▶ _Available data_:

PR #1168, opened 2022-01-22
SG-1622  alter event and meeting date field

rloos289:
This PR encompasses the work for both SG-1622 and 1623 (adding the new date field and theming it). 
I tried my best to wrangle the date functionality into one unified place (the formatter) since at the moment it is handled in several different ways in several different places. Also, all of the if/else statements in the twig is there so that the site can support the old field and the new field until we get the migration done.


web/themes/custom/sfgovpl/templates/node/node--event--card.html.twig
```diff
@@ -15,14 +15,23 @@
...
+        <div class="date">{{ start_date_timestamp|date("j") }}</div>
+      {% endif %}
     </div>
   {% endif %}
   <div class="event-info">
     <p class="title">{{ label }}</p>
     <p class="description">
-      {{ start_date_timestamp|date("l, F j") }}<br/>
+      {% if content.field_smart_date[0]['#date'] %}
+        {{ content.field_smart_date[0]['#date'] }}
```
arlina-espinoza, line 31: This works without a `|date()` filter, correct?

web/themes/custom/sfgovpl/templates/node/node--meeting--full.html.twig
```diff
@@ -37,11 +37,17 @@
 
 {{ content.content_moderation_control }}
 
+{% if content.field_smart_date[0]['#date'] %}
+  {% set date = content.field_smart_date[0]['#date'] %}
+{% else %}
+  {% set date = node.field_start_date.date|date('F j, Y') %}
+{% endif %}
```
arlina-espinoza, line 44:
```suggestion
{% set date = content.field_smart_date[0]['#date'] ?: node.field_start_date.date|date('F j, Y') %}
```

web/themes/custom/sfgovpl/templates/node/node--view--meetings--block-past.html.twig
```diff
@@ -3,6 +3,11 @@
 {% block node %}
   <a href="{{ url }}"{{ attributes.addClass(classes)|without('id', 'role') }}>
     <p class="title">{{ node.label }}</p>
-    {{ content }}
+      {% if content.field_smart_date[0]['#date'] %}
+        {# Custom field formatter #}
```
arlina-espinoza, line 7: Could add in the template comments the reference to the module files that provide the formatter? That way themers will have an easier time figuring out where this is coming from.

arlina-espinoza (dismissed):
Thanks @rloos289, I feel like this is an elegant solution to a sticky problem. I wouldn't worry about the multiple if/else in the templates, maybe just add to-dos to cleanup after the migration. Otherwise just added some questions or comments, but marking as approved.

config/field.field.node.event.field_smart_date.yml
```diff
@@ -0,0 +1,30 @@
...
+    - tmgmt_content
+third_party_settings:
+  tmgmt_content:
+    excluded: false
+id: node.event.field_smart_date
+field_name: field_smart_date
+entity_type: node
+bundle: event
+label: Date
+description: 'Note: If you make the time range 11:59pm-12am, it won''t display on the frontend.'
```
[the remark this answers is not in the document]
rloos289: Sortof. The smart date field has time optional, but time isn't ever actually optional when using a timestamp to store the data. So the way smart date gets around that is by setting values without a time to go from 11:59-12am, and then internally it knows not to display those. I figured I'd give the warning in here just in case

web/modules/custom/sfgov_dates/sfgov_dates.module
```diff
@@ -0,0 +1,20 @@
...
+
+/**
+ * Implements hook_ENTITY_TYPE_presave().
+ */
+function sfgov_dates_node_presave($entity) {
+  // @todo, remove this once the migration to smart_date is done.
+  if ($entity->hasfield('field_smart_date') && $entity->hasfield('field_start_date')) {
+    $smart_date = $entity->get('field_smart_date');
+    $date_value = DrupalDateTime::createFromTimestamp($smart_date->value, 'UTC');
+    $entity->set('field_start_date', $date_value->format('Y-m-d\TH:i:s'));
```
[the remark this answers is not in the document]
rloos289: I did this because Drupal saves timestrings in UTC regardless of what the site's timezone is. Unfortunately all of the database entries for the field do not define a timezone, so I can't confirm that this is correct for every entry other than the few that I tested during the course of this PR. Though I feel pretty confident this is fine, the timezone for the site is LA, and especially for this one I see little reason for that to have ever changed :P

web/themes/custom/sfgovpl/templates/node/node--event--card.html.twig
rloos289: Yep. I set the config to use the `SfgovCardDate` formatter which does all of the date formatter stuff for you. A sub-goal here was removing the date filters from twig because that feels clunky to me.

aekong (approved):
==
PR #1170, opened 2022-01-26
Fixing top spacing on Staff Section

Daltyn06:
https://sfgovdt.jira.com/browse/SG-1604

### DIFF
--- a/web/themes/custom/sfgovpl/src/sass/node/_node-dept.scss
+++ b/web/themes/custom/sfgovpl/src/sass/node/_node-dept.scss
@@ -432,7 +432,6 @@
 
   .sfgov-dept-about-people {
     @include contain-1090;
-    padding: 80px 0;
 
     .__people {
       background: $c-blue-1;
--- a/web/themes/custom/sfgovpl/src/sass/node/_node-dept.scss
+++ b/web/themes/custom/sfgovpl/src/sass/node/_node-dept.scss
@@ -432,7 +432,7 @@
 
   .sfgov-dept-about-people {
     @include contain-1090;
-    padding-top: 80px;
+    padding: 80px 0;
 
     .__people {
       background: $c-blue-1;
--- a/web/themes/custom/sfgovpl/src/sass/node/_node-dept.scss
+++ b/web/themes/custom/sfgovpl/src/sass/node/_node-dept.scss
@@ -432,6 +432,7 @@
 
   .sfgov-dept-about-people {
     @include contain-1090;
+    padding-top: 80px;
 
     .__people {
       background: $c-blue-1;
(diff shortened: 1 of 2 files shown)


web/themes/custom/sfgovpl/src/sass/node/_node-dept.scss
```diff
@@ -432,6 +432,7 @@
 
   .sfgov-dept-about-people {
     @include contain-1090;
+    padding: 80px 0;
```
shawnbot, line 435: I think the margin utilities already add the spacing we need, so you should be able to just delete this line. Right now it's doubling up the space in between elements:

▶ _What you have to do_: Starting with the line above that holds "(diff shortened: 1 of 2 files shown)" and stopping with the line that holds "shawnbot, line 435: I", reproduce each line exactly, omitting all other lines.

▶ _Task solution_:
(diff shortened: 1 of 2 files shown)


web/themes/custom/sfgovpl/src/sass/node/_node-dept.scss
```diff
@@ -432,6 +432,7 @@
 
   .sfgov-dept-about-people {
     @include contain-1090;
+    padding: 80px 0;
```
shawnbot, line 435: I think the margin utilities already add the spacing we need, so you should be able to just delete this line. Right now it's doubling up the space in between elements:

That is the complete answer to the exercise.